Dans la nuit de mardi à mercredi 29 juillet, un migrant a trouvé la mort en essayant de passer de France en Angleterre via l’Eurotunnel. Ce qui porte à neuf le nombre de migrants morts de cette façon depuis juin. La réponse des pouvoirs publics français ? Sécuriser le tunnel encore plus…
Auteur : Jonathan Lefevre
La victime, âgée entre 25 et 30 ans et d’origine soudanaise, s’est fait écraser par un camion. Selon Eurotunnel, le nombre de personnes voulant passer la frontière via la tunnel sous la manche s’élève à 3 500 en deux nuits (2 000 dans la nuit de lundi a mardi et 1 500 la nuit dernière). Ce chiffre élevé s’explique par un conflit social qui bloque le trafic transmanche. Les migrants voyant là une belle occasion de quitter la « jungle » de Calais, où des milliers de personnes survivent en attendant une solution.

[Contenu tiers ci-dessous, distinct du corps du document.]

Issue #156, opened 2018-10-05
Happy flow tests


richardwerkman:
We should add a integration test project that checks the happy flow of Stryker. This will prevent broken releases like 0.2.0. 

For instance it could create an instance of `StrykerCLI` and run it on a small example project. The exit code of stryker should be correct. Maybe we could also test more, like expected output or mutationscore. 

Anyone with experience writing these kind of tests that can give some advise on how to set this up?

simondel:
@richardwerkman @Mobrockers The integration test takes 30 minutes. Running the project itself in a regular scenario is a lot faster:
https://dev.azure.com/stryker-mutator/Stryker/_build/results?buildId=415&_a=summary&view=logs

PR #163, opened 2018-10-06
feat(integrationtest): Add happyflow integration test

richardwerkman:
I added a integrationtest project that runs the stryker source code on a small project. Right now it creates 15 mutants of different kinds and checks if the status code is correct. Therefore this PR depends on #154. The testrun takes around 50 seconds on my machine. If this is too long we can change the exampleproject to be smaller. We should add this test to run on the build server.


nicojs:
Great work! Love to see some integration tests. These should indeed run in the CI build (and when we publish a new version).

Is there a technical reason to keep the solution files separated? Seems strange to me. Having them all in 1 solution seems easier to manage.

Can we validate that reverting #157 results in breaking these tests?

richardwerkman:
@nicojs 
> Is there a technical reason to keep the solution files separated? Seems strange to me. Having them all in 1 solution seems easier to manage.

I created the new solution because the integrationtest takes quite long. This makes running the unit tests using "run all tests" inside visual studio very slow. This would also affect live unit testing. For me personally the integration test doesn't have to run while developing. I just want it to run when creating a PR to see if the happy flow still works.

> Can we validate that reverting #157 results in breaking these tests?

Not yet, I assert that the exit code is correct after the happy flow. Right now the PR (#154) that sets this exit code is not merged yet. So we should wait for that first.

richardwerkman:
closes #156

richardwerkman:
@nicojs the integration test now fails when an exception occurs while running the program. But I noticed the azure pipeline job now almost takes 40 minutes. Is this okay? The appveyor job only took a few minutes.

integrationtests/IntegrationTests/Stryker.Core.IntegrationTest/ExampleProject/ExampleProject.XUnit/DymmyBooleanTest.cs
```diff
@@ -0,0 +1,26 @@
+﻿using System;
+using System.Collections.Generic;
+using System.Text;
+using Xunit;
+
+namespace ExampleProject.XUnit
+{
+    public class DymmyBooleanTest
```
Mobrockers: Class and file name are incorrect

integrationtests/IntegrationTests/Stryker.Core.IntegrationTest/ExampleProject/ExampleProject.XUnit/DummyCalcTest.cs
```diff
@@ -0,0 +1,16 @@
+﻿using Xunit;
+
+namespace ExampleProject.XUnit
+{
+    public class DummyCalcTest
```
Mobrockers: Are these tests commented out on purpose?

integrationtests/IntegrationTests/Stryker.Core.IntegrationTest/ExampleProject/ExampleProject.XUnit/Endlesslooptest.cs
```diff
@@ -0,0 +1,17 @@
+﻿using System;
+using System.Collections.Generic;
+using System.Text;
+using Xunit;
+
+namespace ExampleProject.XUnit
+{
+    public class Endlesslooptest
```
Mobrockers: Endlesslooptest should be EndlessLoopTest

integrationtests/IntegrationTests/Stryker.Core.IntegrationTest/ExampleProject/ExampleProject/Endlessloop.cs
```diff
@@ -0,0 +1,17 @@
+﻿using System;
+using System.Collections.Generic;
+using System.Text;
+
+namespace ExampleProject
+{
+    public class Endlessloop
```
Mobrockers: EndlessLoop

simondel:
It shouldn't take that long. The build in my previous comment runs the exact same project, only then from the actual NuGet package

La « jungle » est une zone d’urgence humanitaire. Fin des années 1990, le gouvernement social-démocrate français de Lionel Jospin décide, vu le nombre de migrants qui tentent de passer la frontière à cet endroit, de construire un abri. Le centre de Sangatte, prévu initialement pour 200 personnes, en accueille finalement près de 2 000. En 2002, le ministre de l’Intérieur Nicolas Sarkozy (futur président de la République, UMP, droite) décide de tout raser. Après quelques années où l’endroit est une zone de non-droit où seules les associations humanitaires décident d’agir, la « nouvelle jungle de Calais » comme l’appelle la presse, compte plus de 2 000 personnes, en majorité des ressortissants du Pakistan, d’Erythrée, d’Afghanistan ou du Soudan.

En plus de la misère de ce bidonville, ses habitants doivent faire face à un autre problème : les violences policières. Dans son dernier rapport sur la France, le comité des droits de l’Homme de l’ONU dénonce « le recours abusif à la force par les forces de l’ordre ». (Lire le rapport ici)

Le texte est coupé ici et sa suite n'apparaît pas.